東京から幼い純と蛍を連れて故郷・富良野に戻った黒板五郎が、電気も水道もない廃屋暮らしから開拓を始める姿を描いた国民的ドラマ。フジテレビ「金曜劇場」で1981年に連続ドラマ全24話が放送され、以降'83冬から2002遺言まで8作のスペシャル版が製作された。脚本・倉本聰、主演・田中邦衛。20年以上にわたり四季折々の富良野を舞台に、家族の別れと再生、子供たちの成長を見つめ続けた。配信はFODプレミアムが主要窓口。
「北の国から」の聖地は、富良野市麓郷エリアに集まる保存施設群を中心に、富良野市街・美瑛町まで含めて11か所が点在する。麓郷の3施設(石の家・麓郷の森・拾って来た家)は開館期間・入場料が設定された観光施設で、布部駅は2024年廃線後にファンの手で保存された駅舎という特殊な立ち位置にある。美瑛エリアは富良野とは別の町だが、JR富良野線でつながる隣町として、シリーズ後期のロケ地が点在する。
富良野市街から車で約30分の麓郷エリアには、五郎の石の家・最初の家、麓郷の森(丸太小屋・3番目の家)、拾って来た家という3つの保存施設が集まる。いずれも4月中旬から11月末までの開館で、冬季は積雪のため閉鎖される。入場料は各500円、3施設共通券なら1,200円で、麓郷木材工業(劇中の中畑木材工業のモデル)の外観も同エリアで見学できる。公共交通機関は麓郷線バスのみで本数が少なく、車での周遊が基本。
布部駅は連続ドラマ第1話の舞台だが、2024年の根室本線部分廃線により廃駅となり、現在はファンのクラウドファンディングで保存された駅舎がイベント時のみ公開されている(常時公開ではない)。富良野神社は'98時代の結婚式シーンの舞台で参拝は常時可能、ニングルテラスは雪子の「森のろうそく屋」の舞台で夜間の点灯時間帯が見どころ。八幡丘会館(旧分校)は外観のみ見学できる現役の地域公民館。

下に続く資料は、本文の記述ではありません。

PR #452, opened 2020-03-04
Fix ref for pr events and validate push events

lachmanfrantisek:
- Improve the pre-check doc string.
- Use None as a ref for PR events.
  - Fixes https://sentry.io/organizations/red-hat-0p/issues/1546457825
- Validate accounts for push event.
  - Fixes: https://sentry.io/organizations/red-hat-0p/issues/1546506651
- Add the real webhook for push tests.


packit_service/worker/handlers/abstract.py
```diff
@@ -114,9 +114,9 @@ def _clean_workplace(self):
 
     def pre_check(self) -> bool:
         """
-        Validate the input.
+        Validate the input and skip the run if this returns False.
```
csomh: Does documenting this here make sense? The skip itself happens in worker.jobs.process_message() if I understand it correctly. So it's up to the caller of this method to decide what to do with the return value.

packit_service/service/events.py
```diff
@@ -240,7 +241,7 @@ def __init__(
         self.target_repo = target_repo
         self.commit_sha = commit_sha
         self.github_login = github_login
-        self.ref = pr_id
+        self.ref = None
```
csomh: Does this mean that for *PullRequestEvent*s there is no `ref`? Is `ref` a Git-ref?

I'm trying to understand why "Use None as a ref for PR events" is required. Maybe it would be nice to provide more context on this change in the commit message?

packit_service/worker/handlers/abstract.py
TomasTomecek: but "Validate the input" is very sparse and could mean anything, so I requested some more context for this method

lachmanfrantisek: Do you want the same message as we have for events?
```
        Implement this method for those events, where you want to check if event properties are
        correct. If this method returns false during runtime, execution of service code is skipped.
```

> So it's up to the caller of this method to decide what to do with the return value.

Exactly.

packit_service/service/events.py
lachmanfrantisek: - Yes, I wanted to rename that to `git_ref` -- It looks like it would be useful.
- With git-refs for PRs, it's harder. (We are using that ref for checkout and PR needs to be checkout-ed differently.)

The problem was here, that we first checkout `ref` and then the PR:
https://github.com/packit-service/packit/blob/ee02ce960cb6ef42b6cdf30504ac1e7ff2edb56e/packit/local_project.py#L123-L126

packit_service/worker/handlers/abstract.py
csomh: Aha! I see now! Yes, a message similar to the one events have would be much clearer.

packit_service/service/events.py
csomh: I understand now. Thanks for the explanation!

lachmanfrantisek: I've introduced the two properties:
- the one for git checkout
- the second one for identification and presentation purpose (e.g. copr project name, logs, ...)

packit_service/worker/handlers/abstract.py
lachmanfrantisek: I've used the message from events. Is that ok?

lachmanfrantisek:
@csomh @TomasTomecek PTAL

packit_service/worker/handlers/abstract.py
```diff
@@ -114,9 +114,9 @@ def _clean_workplace(self):
 
     def pre_check(self) -> bool:
         """
-        Validate the input.
-
-        :return: False if we can skip the run.
+        Implement this method for those handlers, where you want to check if the properties are
+        correct. If this method returns False during runtime, execution of service code is skipped.
+        :return:
```
csomh: Is this `:return:` still needed?

lachmanfrantisek: Copied from the other one... I'll fix both of them.

packit_service/service/events.py
```diff
@@ -165,6 +165,10 @@ class AbstractGithubEvent(Event, GithubPackageConfigGetter):
     def __init__(self, trigger: JobTriggerType, project_url: str):
         super().__init__(trigger)
         self.project_url: str = project_url
+        self.git_ref: Optional[str] = None  # git ref that can 'git checkout'-ed
```
TomasTomecek:
```suggestion
        self.git_ref: Optional[str] = None  # git ref that can be 'git checkout'-ed
```

packit_service/service/events.py
```diff
@@ -165,6 +165,10 @@ class AbstractGithubEvent(Event, GithubPackageConfigGetter):
...
+        self.identifier: Optional[str] = (
```
TomasTomecek: identifier of the respective object right? PR, issue, release...

lachmanfrantisek:
Thanks for the review.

美瑛駅・美馬牛駅は'89帰郷で蛍・勇次との別れが描かれた駅で、いずれもJR富良野線の小さな駅。セブンスターの木の坂道は美瑛の丘の景観名所で、ロケ地を示す標識はないため観光地としての訪問になる。富良野市街からは車で1時間前後かかり、美瑛の丘めぐりと合わせた1日の日程が現実的。
北海道内でも公共交通機関の便が限られるエリアが多く、麓郷エリアの保存施設群・美瑛の丘スポットはいずれも車でのアクセスが基本。富良野市街エリアの駅・神社・テラスは富良野駅から徒歩や短時間の移動で回れるが、麓郷・美瑛への移動を含めると1日以上の日程を組むのが現実的。
麓郷の保存3施設は冬季(12月〜4月中旬)閉鎖のため、訪問は4月中旬〜11月末に限られる。美瑛の丘は初夏から初秋にかけての緑・花の時期が最も景観が映える。